Gray Areas Smudge Contract Employment
Microsoft, Hygrade cases show risks of tapping ‘contractors’ to fill jobs
By Robert Mullins
A lawsuit pending in U.S. District Court in Milwaukee may help settle the issue of whether people hired to do a job are employees or independent contractors.
Thirteen truck drivers and delivery people are suing a New Jersey distribution firm over money deducted from their paychecks for alleged damage to furniture they delivered. The truck drivers argue that they were employees of the distribution firm and, as such, the employer should cover the damages as the cost of doing business.
But the distribution firm argues the delivery people were independent contractors and the contracts called for deducting for damage to the furniture.

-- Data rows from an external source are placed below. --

PR #79, opened 2024-06-13
Relax type requirements for primary uniqueness constraint

dmoverton:
Don't require _id field to have type ObjectId when generate primary uniqueness constraint

### Type
- [ ] highlight
- [ ] enhancement
- [x] bugfix
- [ ] behaviour-change
- [ ] performance-enhancement
- [ ] security-fix

### DIFF
--- a/crates/configuration/src/configuration.rs
+++ b/crates/configuration/src/configuration.rs
@@ -285,7 +285,11 @@ fn get_primary_key_uniqueness_constraint(
     // Check to make sure our collection's object type contains the _id field
     // If it doesn't (should never happen, all collections need an _id column), don't generate the constraint
     let object_type = object_types.get(collection_type)?;
-    let _id_field = object_type.fields.get("_id")?;
+    let id_field = object_type.fields.get("_id")?;
+    match &id_field.r#type {
+        schema::Type::Scalar(scalar_type) if scalar_type.is_comparable() => Some(()),
+        _ => None,
+    }?;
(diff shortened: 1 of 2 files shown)


crates/configuration/src/configuration.rs
```diff
@@ -282,14 +282,10 @@ fn get_primary_key_uniqueness_constraint(
...
-    // Check to make sure our collection's object type contains the _id objectid field
+    // Check to make sure our collection's object type contains the _id field
     // If it doesn't (should never happen, all collections need an _id column), don't generate the constraint
     let object_type = object_types.get(collection_type)?;
-    let id_field = object_type.fields.get("_id")?;
-    match &id_field.r#type {
-        schema::Type::Scalar(BsonScalarType::ObjectId) => Some(()),
-        _ => None,
-    }?;
+    let _id_field = object_type.fields.get("_id")?;
```
daniel-chambers, line 288: Shouldn't this be validated to at least be a scalar type (and shouldn't it only be scalar types with equality?)? 
What's the behaviour if the _id column is an object type? Does that break in v3-engine?

dmoverton: MongoDB itself doesn't care. The `_id` can have any type and all types are comparable. However, I don't want to potentially break the engine, so I've modified it to only allow scalar types for which we define an equality operator in the capabilities.

hallettj (approved):
I didn't that `_id` could be any type. But I guess if everything is schemaless it does make sense. Looks good!

PR #80, opened 2024-06-13
fix bson serialization test for case where double and int unify to double

hallettj:
In #77 I neglected to adjust our round-trip bson-to-json serialization proptest to handle cases where we treat ints as interchangeable with doubles. This change adds a custom equality test for use solely in tests that can compare ints and doubles.

### DIFF
--- a/crates/cli/src/introspection/type_unification.rs
+++ b/crates/cli/src/introspection/type_unification.rs
@@ -174,6 +174,16 @@ pub fn unify_object_types(
     merged_type_map.into_values().collect()
 }
 
+/// True iff we consider a to be a supertype of b.
+///
+/// Note that if you add more supertypes here then it is important to also update the custom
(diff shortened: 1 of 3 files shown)


crates/cli/src/introspection/type_unification.rs
```diff
@@ -174,6 +174,16 @@ pub fn unify_object_types(
     merged_type_map.into_values().collect()
 }
 
+/// True iff we consider a to be a supertype of b.
```
codedmart, line 177: Super minor spelling `iff`

codedmart (approved):

crates/cli/src/introspection/type_unification.rs
hallettj: "iff" is an abbreviation for "if and only if"

PR #82, opened 2024-06-19
Use field type in comparison target instead of column type

dmoverton:
## Describe your changes

Fixes a bug where comparison operator lookup for nested field comparisons was using the column type rather than the type of the nested field, resulting in an `UnknownComparisonOperator` error.

Note: we will need to do the same thing for ordering and aggregates eventually.

[MDB-53](https://hasurahq.atlassian.net/browse/MDB-53)

### Type
- [ ] highlight
- [ ] enhancement
- [x] bugfix
- [ ] behaviour-change
- [ ] performance-enhancement
- [ ] security-fix

[MDB-53]: https://hasurahq.atlassian.net/browse/MDB-53?atlOrigin=eyJpIjoiNWRkNTljNzYxNjVmNDY3MDlhMDU5Y2ZhYzA5YTRkZjUiLCJwIjoiZ2l0aHViLWNvbS1KU1cifQ

### DIFF
--- a/CHANGELOG.md
+++ b/CHANGELOG.md
@@ -4,6 +4,8 @@ This changelog documents the changes between release versions.
 
 ## [Unreleased]
 
+- Fix bug with operator lookup when filtering on nested fields ([#82](https://github.com/hasura/ndc-mongodb/pull/82))
+
 ## [0.1.0] - 2024-06-13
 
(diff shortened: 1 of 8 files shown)


hallettj (approved):
Very nice!

PR #84, opened 2024-07-02
add config option for relaxed or canonical extended json output

hallettj:
Adds an option to allow users to opt into "relaxed" mode for Extended JSON output. Keeps "canonical" mode as the default because it is lossless. For example relaxed mode does not preserve the exact numeric type of each numeric value, while canonical mode does.

This does not affect inputs. For example sorts and filters will accept either canonical or relaxed input modes as before.

[MDB-169](https://hasurahq.atlassian.net/browse/MDB-169)

[MDB-169]: https://hasurahq.atlassian.net/browse/MDB-169?atlOrigin=eyJpIjoiNWRkNTljNzYxNjVmNDY3MDlhMDU5Y2ZhYzA5YTRkZjUiLCJwIjoiZ2l0aHViLWNvbS1KU1cifQ


codedmart (approved):
Did we go with relaxed be default?

hallettj:
> Did we go with relaxed be default?

Per discussion from the meeting, we're sticking with strict by default to prioritize avoiding any potential data loss

PR #276, opened 2022-11-15
add timeouts to host/memory

mkcp:
More or less modeled after runner.Command. Tested by setting the default timeout in the host runners to `Timeout(1*time.Nanosecond)` and seeing +1 runner of status.Timeout in the product complete list. We should really fix nested status rendering soon.

### DIFF
--- a/product/host.go
+++ b/product/host.go
@@ -73,6 +73,7 @@ func hostRunners(ctx context.Context, os string, redactions []*redact.Redact, l 
 		host.NewOS(os, redactions),
 		host.NewDisk(redactions),
 		host.NewInfo(redactions),
+		// TODO(mkcp): Source the timeout value from agent/CLI params, or extract to a const.
 		host.NewMemoryWithContext(ctx, runner.Timeout(30*time.Second)),
 		host.NewProcess(redactions),
 		host.NewNetwork(redactions),
--- a/product/host.go
+++ b/product/host.go
@@ -3,6 +3,7 @@ package product
 import (
 	"context"
 	"runtime"
+	"time"
 
 	"github.com/hashicorp/hcdiag/runner/do"
 	"github.com/hashicorp/hcdiag/runner/host"
@@ -72,7 +73,7 @@ func hostRunners(ctx context.Context, os string, redactions []*redact.Redact, l 
 		host.NewOS(os, redactions),
 		host.NewDisk(redactions),
 		host.NewInfo(redactions),
-		host.Memory{},
+		host.NewMemoryWithContext(ctx, runner.Timeout(30*time.Second)),
 		host.NewProcess(redactions),
 		host.NewNetwork(redactions),
 		host.NewEtcHosts(redactions),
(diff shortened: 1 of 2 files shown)


mkcp:
Skipping changelog in this PR in favor of a batch changelog for all host runner timeouts later.

runner/host/memory.go
```diff
@@ -1,32 +1,80 @@
...
+	var runCtx context.Context
+	var cancel context.CancelFunc
+	if 0 < m.Timeout {
+		runCtx, cancel = context.WithTimeout(m.ctx, time.Duration(m.Timeout))
+		defer cancel()
+	}
+
+	go func(resChan chan op.Op, startTime time.Time) {
+		o := m.run()
+		o.Start = startTime
```
nwchandler, line 53: I like this! I wonder, though, if the enclosing `startTime` could be used instead of passing in a parameter to this anonymous function. 🤔

runner/host/memory.go
```diff
@@ -1,32 +1,80 @@
...
+
+	var runCtx context.Context
+	var cancel context.CancelFunc
+	if 0 < m.Timeout {
+		runCtx, cancel = context.WithTimeout(m.ctx, time.Duration(m.Timeout))
+		defer cancel()
+	}
+
+	go func(resChan chan op.Op, startTime time.Time) {
+		o := m.run()
```
nwchandler, line 52: Nice! I'm thinking about going back and doing this with Command now. 😄

product/host.go
```diff
@@ -72,7 +73,7 @@ func hostRunners(ctx context.Context, os string, redactions []*redact.Redact, l
 		host.NewOS(os, redactions),
 		host.NewDisk(redactions),
 		host.NewInfo(redactions),
-		host.Memory{},
+		host.NewMemoryWithContext(ctx, runner.Timeout(30*time.Second)),
```
nwchandler, line 76: Not a big deal here, but if we end up making 30 seconds a common default across host runners, I think it may be worth making it a constant so that it's easier to update it.

nwchandler (approved):
Looks good to me! I left a few minor comments/thoughts, but nothing to hold up approval.

runner/host/memory.go
```diff
@@ -1,32 +1,80 @@
...
 	"github.com/hashicorp/hcdiag/runner"
-	"github.com/shirou/gopsutil/v3/mem"
 )
 
 var _ runner.Runner = Memory{}
 
-type Memory struct{}
+type Memory struct {
+	ctx     context.Context
+	Timeout runner.Timeout
```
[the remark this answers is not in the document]
mkcp: Yes, fixed in revision

runner/host/memory.go
mkcp: Shadowing the var name to pass it into the closure is a bad practice, but copying the startTime to avoid modification helps a little bit with system robustness. I shared some implementation ideas out of band for an immutable `Start` type for `Op.Start`, but I'm going to kick that can down the road until a genuine need arises.

product/host.go
mkcp: I'll make a todo note as we keep implementing timeouts in the runners. Ideally the defaults would be sourced from the product via the agent, but for any one-offs then a const is for sure the way to go.

PR #277, opened 2022-11-16
Add timeouts to shell runner

mkcp:
Adds context and timeout support to `runner.Shell`. Includes HCL support and updates to all dependencies calling `runner.Shell`.

### DIFF
--- a/runner/shell.go
+++ b/runner/shell.go
@@ -1,6 +1,7 @@
 package runner
 
 import (
+	"context"
 	"fmt"
 	"os/exec"
 	"time"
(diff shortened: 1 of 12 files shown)


runner/shell_test.go
```diff
@@ -18,7 +18,10 @@ func TestShell(t *testing.T) {
 	os.Setenv("SHELL", "/bin/sh")
 
 	// features pipe "|" and file redirection ">"
-	c := NewShell("echo hiii | grep hi > cooltestfile", nil)
```
nwchandler, line 21: Should we include some timeout/cancellation tests?

runner/shell.go
```diff
@@ -12,19 +13,44 @@ import (
...
+
+// NewShellWithContext provides a runner for arbitrary shell code.
+func NewShellWithContext(ctx context.Context, cfg ShellConfig) (*Shell, error) {
+	if ctx == nil {
+		ctx = context.Background()
+	}
+
+	timeout := cfg.Timeout
+	if timeout < 0 {
+		return nil, fmt.Errorf("timeout must be a nonnegative, timeout='%s'", timeout.String())
```
nwchandler, line 45: I wouldn't block for this, but in Command and HTTP, I included config error types, which I thought could be useful for upstream type checking. Should we do the same for `Shell`? I would prefer if the foundational runners were consistent in this way, either with custom types or with a `fmt.Errorf`.

nwchandler (approved):
Left a couple comments for consideration, but this generally looks good to me!

runner/shell.go
mkcp: I started implementing a `ShellConfigError` in this PR, but with just the timeout validation decided to skip the type. We definitely should go with a custom type in the future when there's more config validation here and/or we're specifically checking for Config error across multiple types of runners.

PR #278, opened 2022-11-21
Add EtcHosts + Bugfixes and helpers

mkcp:
This PR adds config, ctx, and timeouts to `EtcHosts` by passing through to the Shell runner it wraps. As I was checking that the timeouts worked correctly, I found that we were getting back an empty error from the wrapped Shell. This is because we were returning the error on the wrong context in the op return. This bug also existed on Command so I addressed it there.

Alongside this, I was experimenting with some helper functions that fill in the commonly used fields in Timeout and Cancel status ops, so those are also deployed here.

### DIFF
--- a/op/op.go
+++ b/op/op.go
@@ -61,10 +61,12 @@ func New(id string, result map[string]any, status Status, err error, params map[
 	}
 }
 
+// NewCancel takes the minimum required fields to build and return an Op with status Canceled
 func NewCancel(id string, err error, params map[string]any, start time.Time) Op {
 	return New(id, map[string]any{}, Canceled, err, params, start, time.Now())
 }
 
+// NewTimeout takes the minimum required fields to build and return an Op with status Timeout
 func NewTimeout(id string, err error, params map[string]any, start time.Time) Op {
 	return New(id, map[string]any{}, Timeout, err, params, start, time.Now())
 }
--- a/op/op.go
+++ b/op/op.go
@@ -61,6 +61,14 @@ func New(id string, result map[string]any, status Status, err error, params map[
 	}
 }
 
+func NewCancel(id string, err error, params map[string]any, start time.Time) Op {
+	return New(id, map[string]any{}, Canceled, err, params, start, time.Now())
+}
+
+func NewTimeout(id string, err error, params map[string]any, start time.Time) Op {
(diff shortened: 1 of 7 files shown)


op/op.go
```diff
@@ -61,6 +61,14 @@ func New(id string, result map[string]any, status Status, err error, params map[
 	}
 }
 
+func NewCancel(id string, err error, params map[string]any, start time.Time) Op {
```
nwchandler, line 64: Minor: To help prep for library extract, it may be worth adding a doc comment to this and `NewTimeout` so we don't have to go back and add them later.

product/host.go
```diff
@@ -16,6 +16,11 @@ import (
 	"github.com/hashicorp/hcdiag/runner"
 )
 
+const (
+	TimeoutTenSeconds    = runner.Timeout(10 * time.Second)
+	TimeoutThirtySeconds = runner.Timeout(30 * time.Second)
```
nwchandler, line 21: I wonder if we should have a single default timeout for host runners or if we actually need multiple. And, perhaps we could give it a semantic name, so it was clearer why it is, rather than what it is. Perhaps something like:
```suggestion
	DefaultHostTimeout    = runner.Timeout(30 * time.Second)
```

runner/command.go
```diff
@@ -193,11 +193,11 @@ func (c Command) Run() op.Op {
 	case <-runCtx.Done():
 		switch runCtx.Err() {
 		case context.Canceled:
-			return op.New(c.ID(), nil, op.Canceled, c.ctx.Err(), Params(c), startTime, time.Now())
+			return op.New(c.ID(), nil, op.Canceled, runCtx.Err(), Params(c), startTime, time.Now())
```
nwchandler, line 196: Good catch! 👍

nwchandler (approved):
I left a couple minor comments for consideration, but otherwise, LGTM!

product/host.go
mkcp: I want to come back to potential shared default timeouts once we've added a bunch of runner-specific defaults and know more about each runner. Using a longer shared time is more what i would expect from a deadline set at the agent or product context. Having tighter runner-specific timeouts makes retries with timeouts possible.

PR #279, opened 2022-11-22
Update runner.Params() to use any

mkcp:
Noticed this cleanup while working on the timeout and cancel op helpers.


nwchandler (approved):
👍

PR #281, opened 2022-11-30
Add Timeout & Cancelation to Docker Log Runner

nwchandler:
This merge enables timeouts and cancellation in the Docker Log runner. Timeouts may be passed in via optional configuration. If the timeout expires, or if a context that has been passed into the runner when it was constructed is canceled, then the run will stop with an appropriate operation status type.


mkcp (approved):
LGTM!

PR #282, opened 2022-12-02
Traverse Nested Runners for ManifestOps

nwchandler:
This merge addresses an issue with reporting that was introduced when product runners were wrapped inside Do blocks. Previous reporting, both in manifest.json and in the end-of-run results summary, did not account for nested runners, so they would only show 1 runner (the Do runner) instead of indicating all of the nested runner counts. This is now addressed, with a new function that walks arbitrarily nested Op maps and produces a slice of ManifestOp that incorporates each one.


mkcp (approved):
Thanks for pairing and carrying this across the finish line!

PR #289, opened 2022-12-09
Add Timeout & Cancellation to Host/Info Runner

nwchandler:
This merge enables timeouts and cancellation in the host info runner. Timeouts may be passed in via optional configuration. If the timeout expires, or if a context that has been passed into the runner when it was constructed is canceled, then the run will stop with an appropriate operation status type.

### DIFF
--- a/product/host.go
+++ b/product/host.go
@@ -80,7 +80,7 @@ func hostRunners(ctx context.Context, os string, redactions []*redact.Redact, l 
 	r := []runner.Runner{
 		host.NewOS(os, redactions),
 		host.NewDiskWithContext(ctx, host.DiskConfig{Redactions: redactions}),
-		host.NewInfo(redactions),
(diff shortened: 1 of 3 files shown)


product/host.go
```diff
@@ -80,7 +80,7 @@ func hostRunners(ctx context.Context, os string, redactions []*redact.Redact, l
 	r := []runner.Runner{
 		host.NewOS(os, redactions),
 		host.NewDiskWithContext(ctx, host.DiskConfig{Redactions: redactions}),
-		host.NewInfo(redactions),
+		host.NewInfoWithContext(ctx, host.InfoConfig{Redactions: redactions}),
```
mkcp, line 83: Thoughts on a default of `timeout: TimeoutTenSeconds` ?

mkcp (approved):
LGTM, non-blocking comment about passing in a default timeout

PR #293, opened 2022-12-14
Deprecate Debug Duration and Debug Interval Flags & Document Their Alternatives

nwchandler:
This merge marks the -debug-duration and -debug-interval flags as deprecated, as we want to encourage users to leverage custom configuration. To that end, the merge also provides documentation about the new product-specific debug runners' configuration via HCL.


mkcp (approved):
Excellent, thank you for taking this on!

PR #295, opened 2023-01-03
Add Timeout & Cancellation to Host OS Runner

nwchandler:
This merge enables timeouts and cancellation in the Host OS runner, with a default of 10 seconds. If the timeout expires, or if a context that has been passed into the runner when it was constructed is canceled, then the run will stop with an appropriate operation status type.


mkcp (approved):
👍

PR #297, opened 2023-01-09
Fix Empty Timeout Error in HCL Shell Runner

nwchandler:
This merge addresses an issue where the timeout parameter was essentially required for the Shell runner in HCL. Without it being set, an error was returned in converting nil to a duration.


mkcp (approved):
Thanks for coaxing this bug onto a piece of paper and gently releasing it outside

PR #298, opened 2023-01-17
Add fstab timeouts and context

mkcp:
This PR adds an FSTab config struct with a Timeout field and adds a context constructor. The timeout value passes into the Shell runner and propages the `op.Status` and `op.Error` from the result op.


nwchandler (approved):
LGTM!

PR #168, opened 2026-06-26
Replace broad exception handling when reading install log

### LINKED ISSUE #147: [Easy] timestamp_detective.py: Bare except Exception swallows all errors when reading …
## Location

| Field | Value |
|-------|-------|
| **Line** | 1072 |
| **Type** | `FIXME` |
| **Category** | `bug` |
| **Difficulty** | Easy |

---

## Analysis

Let me read the specific file and look at the context around line 1072.

The FIXME comment isn't in the file itself - it was provided by the user as a description of the issue. Let me read a bit more context around line 1072 to understand the full picture, and also check if there are any related patterns elsewhere.

I now have enough context to provide a thorough analysis. Let me structure the answer.

The issue is at line 1072:
```python
except Exception:
    return None
```

This is a bare `except Exception:` (no variable binding, no logging) that silently swallows all errors when opening/reading the macOS install log file. The problem is:

1. It catches ALL exceptions (including `PermissionError`, `OSError`, `UnicodeDecodeError`, etc.) without logging or re-raising them.
2. The caller has no way to distinguish between "file doesn't exist" (handled at line 1067-1068) and "file exists but couldn't be read due to permissions or other errors."
3. Silent failure makes debugging very hard.

The fix would be to catch only specific, expected exceptions (like `OSError`, `PermissionError`) and log a warning for unexpected ones, rather than silently swallowing everything.

Note: there's also a second bare `except Exception:` at line 1102, but that one is inside the per-line parsing loop and uses `continue` rather than `return None`, which is more acceptable (it skips unparseable lines). The FIXME specifically calls out line 1072.

Let me provide the structured analysis.

=== CONTEXT ===

From `termstory/timestamp_detective.py`, lines 1066–1083:

```python
log_path = "/private/var/log/install.log"
if not os.path.exists(log_path):
    return None
try:
    with open(log_path, "r", encoding="utf-8", errors="ignore") as f:
        lines = f.readlines()
except Exception:          # ← line 1072  FIXME
    return None

needle = package.lower()
date_re = re.compile(r'^(\d{4}-\d{2}-\d{2}[ T]\d{2}:\d{2}:\d{2})...')
best_ts: Optional[int] = None
for line in lines:
    low = line.lower()
    if "installed" not in low:
        continue
```

---

=== ROOT CAUSE ===

The `except Exception:` block on line 1072 catches every possible exception — `PermissionError`, `OSError`, `MemoryError`, `KeyboardInterrupt` (well, not that one, but anything derived from `Exception`) — and silently discards it with a bare `return None`. This means:

1. **Silent failure**: a `PermissionError` (very common for `/private/var/log/install.log` on macOS without elevated privileges) is indistinguishable from a clean "file not found" path. The caller in `_run_all_detectors` gets `None` and moves on with no indication anything went wrong.
2. **No logging**: there is no `logger.warning(...)` or `logger.debug(...)` call, so the error is completely invisible during normal operation and even during debugging.
3. **Overly broad catch**: only `OSError` (which covers `PermissionError`, `FileNotFoundError`, `IOError`) is actually expected here. Catching all of `Exception` also hides programming errors like `AttributeError` or `TypeError` that should surface as bugs.

There is a second `except Exception: continue` at line 1102 inside the per-line date-parsing loop; that one is more defensible (skipping a malformed line), but it also lacks any logging. 

---

=== SUGGESTED FIX ===

- **FILE:** `termstory/timestamp_detective.py`, **LINE: 1072** — Replace `except Exception:` with `except OSError as exc:` and add a `logger.debug("Could not read %s: %s", log_path, exc)` (or `logger.warning`) before `return None`, so permission/IO failures are visible in logs without crashing the pipeline.

- **FILE:** `termstory/timestamp_detective.py`, **LINE: 1102** — Similarly replace `except Exception:` with `except (ValueError, OverflowError) as exc:` (the only real exceptions `datetime.fromisoformat` / `datetime.strptime` / `int()` can raise here) and optionally add a `logger.debug(...)` call before `continue`.

---

=== EFFORT ===

**S** — Both changes are one-liners plus an optional log call. The only care needed is verifying which exception types `datetime.fromisoformat` and `open()` actually raise in the relevant Python versions.

---

=== PREREQUISITES ===

- Familiarity with Python exception hierarchy (`OSError` vs `Exception`).
- Know that `/private/var/log/install.log` requires `sudo` or the `admin` group on macOS Ventura+, so `PermissionError` is the most common real-world failure here.
- If the project uses a structured logger (check for a `logger = logging.getLogger(...)` at the top of the file), use that; otherwise `import logging` and add one.

Urvity03:
## Summary

This PR replaces the overly broad `except Exception` block in `termstory/timestamp_detective.py` with `except OSError` when reading the macOS install log.

## Changes

* Replaced `except Exception:` with `except OSError:`
* Preserved the existing behavior by returning `None` when the install log cannot be read
* Kept the change focused and limited to the reported issue

Fixes #147

### DIFF
--- a/termstory/timestamp_detective.py
+++ b/termstory/timestamp_detective.py
@@ -1069,7 +1069,7 @@ class TimestampDetective:
         try:
             with open(log_path, "r", encoding="utf-8", errors="ignore") as f:
                 lines = f.readlines()
-        except Exception:
+        except OSError:
             return None
 
         needle = package.lower()


bitflicker64:
@miku /review

bitflicker64:
@miku /approve

bitflicker64:
@miku /lgtm

bitflicker64:
@miku /merge

bitflicker64:
@miku /shrug

bitflicker64:
@miku /merge --forcce

bitflicker64 (approved):

bitflicker64:
@miku /merge --force

bitflicker64:
@miku /chat thank them for contributing

PR #180, opened 2026-06-29
test(tui): add docstring to is_worker_cancelled

bitflicker64:
Test PR for the new Miku auto area-label feature.

Touches only `termstory/tui.py` so `.miku.yml` should auto-apply **just** `area/tui` and nothing else. Clean isolated test.

If this works, the bot should add the `area/tui` label within a few seconds of opening — no `:miku /classify` needed.


bitflicker64:
:miku /help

The case of the delivery people vs. Hygrade Delivery Distribution and Delivery Systems Inc., Kearny, N.J., is one of a number of court cases testing the contractual relationship between companies and workers. As firms seek to replace permanent employees with contract employees for more flexible staffing, legal issues arise as to the true nature of that relationship.
The debate over the status of contract employees reached the spotlight this past summer when a federal Court of Appeals in San Francisco ruled against computer software maker Microsoft Corp., Redmond, Wash., in a case involving contract worker benefits.
The appeals court ruled that Microsoft improperly excluded certain workers from lucrative company benefit programs by classifying them as temporary or contract workers, The Wall Street Journal reported. Specifically, they were excluded from a company pension plan and a program to allow them to buy Microsoft stock at about a 15 percent discount to its market price. These benefits were available to permanent employees but not to contract employees, even though the contract employees worked at the company for years and reported to the same managers as the permanent employees, the Journal reported.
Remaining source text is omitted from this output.